坂田滋久はリフトを見ると思い出す。

新入生の親睦を図る目的もあったにちがいない。 日帰りハイキングなのに飯盒と食糧を持参してる生徒もいた。 3年間なぜか同じクラスになるとは当日まったく想像もしなかった 。

いまにして思えば、 高尾山や陣馬山などは下山の道筋がいくつもあるのだから、 何か不測の事態が生じても飯盒で飯を炊く余裕があれば空腹のまま 下山したほうがいいような気がする。

それはそうと1学期の終わりに林間学校が組まれてオリエンテーリ ングをさせられた。 地図を頼りに山でポイントをいくつか踏破して制限時間内にゴール を目指す、たわいないゲームだ。 志賀高原のスキー場だったと記憶する。

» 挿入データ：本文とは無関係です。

PR #107, opened 2026-07-28
docs: plan for split APIHUB validation results by specification type

b41ex:


docs/plans/tolerant-publication-critical-errors.md
```diff
@@ -0,0 +1,759 @@
...
+| `documents.json` — each document | new optional `hasErrors` (default `false`) |
+| `info.json` — the version | new optional `hasErrors` (default `false`) |
+| `notifications.json` | unchanged location; entries follow the new `NotificationMessage` shape |
+
+**Backend — REST API**
+
+| Endpoint | Change |
+|----------|--------|
+| `GET /api/v3/packages/{packageId}/versions` | `hasErrors` per version |
+| `GET /api/v3/packages/{packageId}/versions/{version}` | `hasErrors` for the version; `hasErrors` per `operationTypes` entry and per `contractsSummary.ddl` / `.mcp` |
```
karpov-aleksandr, line 84: `contractsSummary.mcp` is an endpoint-keyed map, so adding `hasErrors` flag is not possible without contract changes. We can change the format of `contractSummary.mcp` and make it an object, and move the current map under the `contractSummary.mcp.endpointsSummary` and then we can add the `hasErrors` flag, but this is breaking change. Or we can make an additive change and add to `contractSummary` something like that `contractTypesWithErrors: ["ddl","mcp"]`

docs/plans/tolerant-publication-critical-errors.md
```diff
@@ -0,0 +1,759 @@
...
+| `GET /api/v2/packages/{packageId}/versions/{version}/documents` | `hasErrors` per document |
+| `GET /api/v3/packages/{packageId}/versions/{version}/documents/{slug}` | `hasErrors` for the document |
+| **new** `GET /api/v2/packages/{packageId}/versions/{version}/notifications` | version's build notifications, filterable by `documentId`, `severity`, `category` |
```
karpov-aleksandr, line 87: If we want to show notifications for comparisons too, we also need to add the `previousVersionPackageId` and `previousVersion` parameters. Also a scope type parameter with possible values: ["version", "comparison"] would be useful to have a clear understanding of how to search for notifications.

docs/plans/tolerant-publication-critical-errors.md
```diff
@@ -0,0 +1,759 @@
...
+## Decisions still to confirm
+
+1. Final `MessageCategory` value set (proposed above) — confirm during the severity review.
+2. Per-message severity confirmations (the **review** rows in §2) — human decision, DB-analysis driven.
+3. Notification id in the api-processor shape — recommended **not** to add (see §1).
+4. Changelog-phase notifications (`rest.changes.ts:269/278`, `package.ts:64`, `deprecated.ts:141/149`): keep as
+   `Error` and let them count toward the current version's `hasErrors`, downgrade to `Warning`, or exclude the
+   `Changelog`/`Packaging` categories from the `hasErrors` computation? Three options weighed in §5;
+   recommendation is to downgrade the risky-validation pair. Needs the review.
+5. Whether `hasErrors` should be written into the changelog build result at all. A `changelog` build produces no
```
karpov-aleksandr, line 751: Currently, the backend only reads builder notifications for `type=build`; they are not processed for `type=changelog`. This is a gap on BE side. Actually, I don't see a problem with marking the comparison with `hasErrors` in `comparisons.json`or `ddl-comparisons.json` and storing this information as a version comparison metadata. And we can also return `hasErrors` in the response for comparison-related endpoints.

docs/plans/tolerant-publication-critical-errors.md
```diff
@@ -0,0 +1,759 @@
...
+
+- `operationTypes.*.hasErrors` and `contractsSummary.*.hasErrors` are computed by the backend from stored
+  per-document `hasErrors`. Two cases produce a version-level mark with no API type highlighted, and the UI must
+  tolerate both (see §2b): a document that failed before its type could be determined maps to no
+  apiType/contractType; and a version-level `Error` (missing previous version, reference resolution) flags no
+  document at all. In both cases `hasErrors` on the version is the only signal, and the notifications endpoint
+  is where the explanation lives.
+- Flags are per revision (both tables are revision-keyed); the mark disappears when a fixed revision is
+  published.
+- Dashboard viewing: `GET .../documents` resolves referenced packages' documents, so per-document `hasErrors`
```
karpov-aleksandr, line 681: The design above states that the dashboard cannot have references to such packages.

docs/plans/tolerant-publication-critical-errors.md
```diff
@@ -0,0 +1,759 @@
...
+| `NotificationMessage` | `fileId` → `documentId` (a single document slug); new required `category`; `operationId` / `previousOperationId` removed. A problem concerning several documents yields one message per document. |
+| `documents.json` — each document | new optional `hasErrors` (default `false`) |
+| `info.json` — the version | new optional `hasErrors` (default `false`) |
+| `notifications.json` | unchanged location; entries follow the new `NotificationMessage` shape |
+
+**Backend — REST API**
+
+| Endpoint | Change |
+|----------|--------|
+| `GET /api/v3/packages/{packageId}/versions` | `hasErrors` per version |
```
karpov-aleksandr, line 83: We also should add additional validation to `PATCH /api/v2/packages/{packageId}/versions/{version}` to not allow to change a version status that marked with `hasErrors` flag.

docs/plans/tolerant-publication-critical-errors.md
b41ex: > `contractsSummary.mcp` is an endpoint-keyed map, so adding `hasErrors` flag is not possible without contract changes

I do not not follow how the second statement follows from the first. Adding property to the response is backward compatible and is reported as non breaking by APIHUB.

b41ex: > `contractsSummary.mcp` is an endpoint-keyed map, so adding `hasErrors` flag is not possible without contract changes

I do not not get how the second statement follows from the first. Adding property to the response is backward compatible and is reported as non breaking by APIHUB.

docs/plans/tolerant-publication-critical-errors.md
b41ex: Yes, it is prohibited by the design to add such packages to the dashboard. This is a precaution for the following case- suppose we created a dashboard and added a (valid) package version to it. After it we deployed a new version of APIHUB with stricter validations and the package version (already included in the dashboard) now has errors. It is not a typical scenario, but could happen. The least we can do in this case is indicate that there's a problem with the package version included in the dashboard.

docs/plans/tolerant-publication-critical-errors.md
b41ex: Agree

docs/plans/tolerant-publication-critical-errors.md
karpov-aleksandr: Perhaps I didn't understand your initial idea quite correctly. The `mcp` field contains a map in which the `mcp endpoint` is the key and `mcpEndpointSummary` is the value. If your idea is to add `hasErrors` for each `mcp endpoint`, then yes, we can add `hasErrors` to `mcpEndpointSummary` and it won't be a breaking change. Please clarify.

docs/plans/tolerant-publication-critical-errors.md
karpov-aleksandr: Agree, we should handle such a case

docs/plans/tolerant-publication-critical-errors.md
```diff
@@ -0,0 +1,759 @@
...
+produces **one notification per affected document**, all carrying the same `message`, `category` and
+`severity`, each with its own `documentId`.
+
+This keeps every consumer simple: `hasErrors` per document is a plain lookup, the endpoint's `documentId`
+filter is a plain equality match, and the backend stores one row per notification with no splitting or array
+containment. The cost is repeated message text, which is a fair trade — each copy is individually meaningful,
+because a user looking at one document wants that document's problems regardless of what else the problem
+touches.
+
+**fileId→slug resolution.** Some notifications are raised where only `fileId` is known (parse-time,
```
makeev-pavel: # Attribute notifications with the slug from the start

**Proposal:** put the document **slug** into `documentId` at the site that raises the notification, instead of
raising with `fileId` and converting in one pass at package-creation time.

## Why

`fileId` and slug are different strings — `createFileSlugs` strips the base path and extension, slugifies, and
resolves collisions:

| `fileId` | slug |
|---|---|
| `specs/petstore.yaml` | `petstore` |
| `specs/v2/petstore.json` | `petstore-1` (when `petstore` is taken) |

Both are plain strings, so a mix-up is silent. A `fileId` that reaches `documentId` becomes a document id no
document has: `?documentId=petstore` returns nothing and the document's `hasErrors` is never set. Converting
late also means the field holds one kind of value for most of the build and another at the end, which anything
reading `BuildResult` in memory sees.

## It is cheap

Slugs are assigned to every file before parsing starts, so they exist before the first document-level
notification. Of the ten sites that carry a document identifier, **nine already have the slug in scope** — one
argument each. Three of them destructure it on the previous line and pass `fileId` anyway:

```ts
const { fileId, slug = '', publish = true, apiKind, ...fileMetadata } = file
const { data, dependencies } = await getBundledFileDataWithDependencies(
  fileId, ctx.parsedFileResolver, createBundlingErrorHandler(ctx, fileId),   // slug is right there
)
```

## One site stays a problem, either way

`builder.ts:755` raises `Invalid <type> file` from `parseFile(fileId, source)`, where the slug can be genuinely
absent: the bundler also parses files pulled in through `$ref`, and such a file may not be in `config.files` at
all. It never becomes a document, so it has no slug. Leaving `documentId` unset is the right outcome — the
field is optional and such a notification is a version-level error, which both designs describe.

Late conversion does not solve this site either: its `fileId → slug` map has no entry for that file, so the
`fileId` survives the pass and ships as if it were a slug. Attributing at the source makes the absence
explicit instead.

docs/plans/tolerant-publication-critical-errors.md
```diff
@@ -0,0 +1,759 @@
...
+### 3. Catch points (make Groups A and B tolerant)
+
+- `components/files.ts` `buildFile`: wrap `parsedFileResolver` and `buildDocument` in `try/catch`; on throw
+  push an `Error` notification (category `DocumentParsing`/`DocumentBuild`) and return `buildErrorDocument(file)`
+  so the file stays visible as `type: unknown` with a slug.
+- `BuildStrategy.execute` per-document loop: wrap `processOperationDocument`, `validateDdlDocument` +
+  `processDdlDocument`, `processMcpDocument` per document → `Error` notification, continue. The failed document
+  stays published but exposes no operations/entities.
+- duplicate handlers (B1–B5): emit one `Error` notification **per involved document**, same text, and keep the
+  first-seen entity/operation (do not overwrite); do not throw.
```
makeev-pavel: First-seen entity/operation wins: 
- Rebuilding the same sources can change the published content. If the config is assembled in a different order — different upload order, a changed discovery order on the agent side — the other copy wins. Nothing in the version changed, but the operation did.

- The changelog will report that as a real change. The operation's content and its owning document both differ from the previous version, so the comparison shows a modification no one made.

docs/plans/tolerant-publication-critical-errors.md
```diff
@@ -0,0 +1,759 @@
...
+**Consequence to accept:** the four version-level rows mean a version can have `hasErrors: true` while every
+document has `hasErrors: false`. The UI must handle that — the version-level mark cannot assume a document to
+point at, and the notifications endpoint (unfiltered) is the only place those messages surface. This is correct
+behavior, not a gap: a missing previous version really is a version-level problem.
+
+### 3. Catch points (make Groups A and B tolerant)
+
+- `components/files.ts` `buildFile`: wrap `parsedFileResolver` and `buildDocument` in `try/catch`; on throw
+  push an `Error` notification (category `DocumentParsing`/`DocumentBuild`) and return `buildErrorDocument(file)`
+  so the file stays visible as `type: unknown` with a slug.
```
makeev-pavel: `buildErrorDocument `save document as `data: ''` (empty string). We need to put file in data?

docs/plans/tolerant-publication-critical-errors.md
b41ex: Yes. See https://github.com/Netcracker/qubership-apihub-backend/pull/497/files with specific proposal for API changes.

docs/plans/tolerant-publication-critical-errors.md
b41ex: Both parameters are in. We addressed the scope concern differently, though — with two endpoints instead of a `scope` parameter:

 - `GET /api/v2/packages/{packageId}/versions/{version}/notifications` — build-phase messages, filterable by `documentId`, `severity`, `category`.
 - `GET /api/v2/packages/{packageId}/versions/{version}/changes/notifications` — comparison messages, the same filters **plus** `previousVersion` and `previousVersionPackageId`.

 The reasoning is that the two identify different subjects: a build notification is addressed by *(packageId, version)*, a comparison notification by *(packageId, version, previousVersionPackageId, previousVersion)* — the same key `/changes/summary` already uses. With one endpoint, `previousVersion` becomes conditionally required depending on `scope`, and callers have to disambiguate results by inspecting them. Splitting makes the scope structural instead of a parameter. Happy to revisit if you'd rather have the single endpoint.

Plan: Backend §3; spec: both paths in `APIHUB_API.yaml`.

docs/plans/tolerant-publication-critical-errors.md
b41ex: Agreed on all three, and all three are in the plan. Our own data analysis independently confirmed the gap you flagged: `PublishChanges` never calls `ReadBuilderNotificationsToEntities`, which is why `previous-version-missing` shows zero occurrences in production despite being reachable.

 - **`hasErrors` on comparisons** — added to `BuildResultComparisonData` in `APIHUB_API_internal.yaml`, which both `comparisons.json` and `ddl-comparisons.json` entries extend, so it is one addition covering both.
 - **Stored as comparison metadata** — persisted on the `version_comparison` row (Backend §2), so the flag is served without aggregating notifications.
 - **Returned by comparison endpoints** — `hasErrors` on `/changes/summary` (both the package-comparison shape and per `refs[]` entry for dashboards) and `comparisonHasErrors` on version content with `includeSummary=true`.

 For the notifications themselves we added a second build-result file, `comparison-notifications.json`, and a `comparison_notifications` table keyed by comparison id, written by **both** publish paths — so the changelog-build gap closes rather than persisting.

Plan: [`hasErrors` flags in the build result](docs/plans/tolerant-publication-critical-errors.md), [Every comparison notification belongs to one version pair](docs/plans/tolerant-publication-critical-errors.md), Backend §1–§3.

b41ex: Agreed on all three, and all three are in the plan. Our own data analysis independently confirmed the gap you flagged: `PublishChanges` never calls `ReadBuilderNotificationsToEntities`, which is why `previous-version-missing` shows zero occurrences in production despite being reachable.

 - **`hasErrors` on comparisons** — added to `BuildResultComparisonData` in `APIHUB_API_internal.yaml`, which both `comparisons.json` and `ddl-comparisons.json` entries extend, so it is one addition covering both.
 - **Stored as comparison metadata** — persisted on the `version_comparison` row (Backend §2), so the flag is served without aggregating notifications.
 - **Returned by comparison endpoints** — `hasErrors` on `/changes/summary` (both the package-comparison shape and per `refs[]` entry for dashboards) and `comparisonHasErrors` on version content with `includeSummary=true`.

 For the notifications themselves we added a second build-result file, `comparison-notifications.json`, and a `comparison_notifications` table keyed by comparison id, written by **both** publish paths — so the changelog-build gap closes rather than persisting.

Plan: [`hasErrors` flags in the build result](docs/plans/tolerant-publication-critical-errors.md), [Every comparison notification belongs to one version pair](docs/plans/tolerant-publication-critical-errors.md), Backend §1–§3.

docs/plans/tolerant-publication-critical-errors.md
b41ex: Both halves are covered. Publishing a dashboard that references an unsound version is refused going forward, and the pre-existing case you described — a version that became errored under stricter validation *after* it was added — is handled by indication rather than refusal, since the reference already exists.

 The documents-list endpoint resolves referenced packages' documents, so per-document `hasErrors` propagates into the dashboard document list automatically; the UI requirement is recorded under UI follow-up → Other screens.

 One refinement worth noting: the refusal gates on an **unsound** version — errors of its own **or** an unreliable changelog — the same predicate used by the other three refusals, so they cannot drift apart. Spec: `ReferencedVersionHasErrors` example on `POST /api/v2/packages/{packageId}/publish`.

docs/plans/tolerant-publication-critical-errors.md
b41ex: Added, scoped to promotion into `release` only. Other transitions — notably `draft` → `archived` — stay allowed so an unsound version can still be cleaned up.

 It belongs inside the existing `if newStatus == string(view.Release)` block in `VersionService.go`, alongside the release-version-pattern and previous-version-status checks already there, and it reads the stored flags rather than recomputing anything. Like the other guards it gates on the unsound predicate, so a version whose *changelog* has errors is also blocked from promotion.

 Spec: `VersionStatusChangeWithErrors` 400 example on the PATCH endpoint. Plan: Backend §2 and [Public API changes at a glance](docs/plans/tolerant-publication-critical-errors.md) → Backend — new refusals.

docs/plans/tolerant-publication-critical-errors.md
b41ex: Adopted — no late conversion pass. Every site that knows its document passes `document.slug` directly ([Message shape](docs/plans/tolerant-publication-critical-errors.md)).

 Two things came out of working through it:

 **The `$ref` site is attributable after all.** Rather than leaving `invalid-text-file` unattributed, it is attributed to the **root document** that pulled the file in — its bundle is what ends up broken. Emission moves out of `parseFile` into the document build, which reads `SourceFile.errors` for its own file *and each of its `dependencies`*, so a file referenced by two documents produces one notification per root instead of one attributed to whichever parsed first. The message names the offending `fileId` in its text, since it is now attached to a different document. ([Errors in `$ref`-ed files](docs/plans/tolerant-publication-critical-errors.md))

 **`documentId` already meant two different things.** `ApiOperation.documentId` is a slug, but `McpEntity.documentId` and `DdlEntity.documentId` hold a `fileId` — while both the internal and public specs advertise a slug for MCP, and the public spec advertises one for DDL too. So the mix-up you warned about had already shipped. Unifying them on the slug is now part of this change. ([`documentId` Unification (MCP and DDL Entities)](docs/plans/tolerant-publication-critical-errors.md))

 A whole-result invariant guards it: every `documentId` emitted anywhere — notifications, `operations.json`, `mcp.json`, `ddl.json` — must match a `slug` in `documents.json` (Tests → T5).

docs/plans/tolerant-publication-critical-errors.md
b41ex: Agreed, and fixed. Two corrections to the premise while we were in there: the current behaviour is **last**-wins, not first-wins — `setReportingDuplicate` calls `map.set` unconditionally after invoking the handler — and processing order is `config.files` order, which is deterministic for a given config but carries no meaning.

 The decision is to keep the entity whose `documentId` sorts **first lexicographically**, so the same file set produces the same published index however the config lists them. The notification is still emitted for *both* documents; the tie-break decides only which entity is indexed, never what is reported.

 Your second point needed a separate fix. `processOperationDocument` sets `document.operationIds` to every operation it built, winner or not, so a losing document still lists the shared id — and rebuilding that loser via `update()` evicts the winner's entry before re-adding its own, flipping the winner with no content change. The delete pass is scoped to entries the document actually owns.

 This does change today's outcome for existing REST/GraphQL duplicates, which we judged acceptable because a duplicate now flags both documents and blocks `release` — a loud state rather than a silent one. ([Duplicate resolution](docs/plans/tolerant-publication-critical-errors.md), Tests → T8)

docs/plans/tolerant-publication-critical-errors.md
b41ex: Yes — and it turned out to be mandatory, not just desirable. `buildErrorDocument` produces `type: unknown`, which resolves to `unknownApiBuilder`, whose dumper **throws** when the document has no `source`. Error documents have `publish: true`, so they are not skipped. As the plan stood, every tolerated document would have died in `createVersionPackage` — the build would catch the parse error, record a good notification, assemble a draft with all the healthy documents, and then fail at packaging.

 What we save is `source` (the raw bytes), not `data`. `data` is the parsed model and feeds operations, search and `/files/{slug}/doc`; for an unparseable file there is no meaningful parsed model, so `data: ''` stays correct. `source` is what lands in `documents/<filename>` and is served by `/files/{slug}/raw` — the broken file itself, downloadable, which is the actual troubleshooting artifact.

 Also: `dumpUnknownDocument` now returns an empty `Blob` instead of throwing, because one case remains where there genuinely is no source (the file could not be fetched at all). Setting `publish: false` was rejected — it would hide the failed document entirely. ([Error documents must carry their source](docs/plans/tolerant-publication-critical-errors.md), Tests → T2)

docs/plans/tolerant-publication-critical-errors.md
```diff
@@ -0,0 +1,1790 @@
...
+- **Dashboards:** an unsound package version **cannot be added** to a dashboard. If a dashboard somehow already
+  references one, the UI must indicate it when viewing the dashboard's packages.
+
+UI implementation is **out of scope**; UI source was analyzed only to identify the backend APIs that change.
+
+## High-level design
+
+1. **Publication becomes tolerant per document.** A failure while processing one document no longer aborts the
+   build. It is recorded against that document; the document is still published — carrying its original
+   content, so the user can inspect it, but exposing no operations or entities — and every other document
```
makeev-pavel: `exposing no operations or entities`
But does the duplication error still publish the operations?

夏だけどリフトが動いていた。 春の遠足はリフトを使うも使わないも自由だった。 ましてやオリエンテーリング、 その場の状況を臨機応変に利用していいに違いない。 ポイントを踏破して、条件をクリアした後、 リフト乗り場でおじさんに「乗れますか?」と尋ねたら「ああ、 いいよ!」というのでリフトを利用して楽しくゴールした。

夕食の前に先生が「みなさんにお話があります。きょう、 当校が始まって以来のとんでもないことをした生徒がいます」…… へー、そんな悪い生徒がいるんだ。誰だろう? 「オリエンテーリングでリフトを使ってゴールした生徒がいます。 誰とはいいませんが、 このような不正を繰り返すことのないようにしてください」

まさか自分のことだとは思わなかった。下向いてやりすごした。 それ以来、リフトを見ると乗ってよいものかどうか躊躇する。 だが乗る。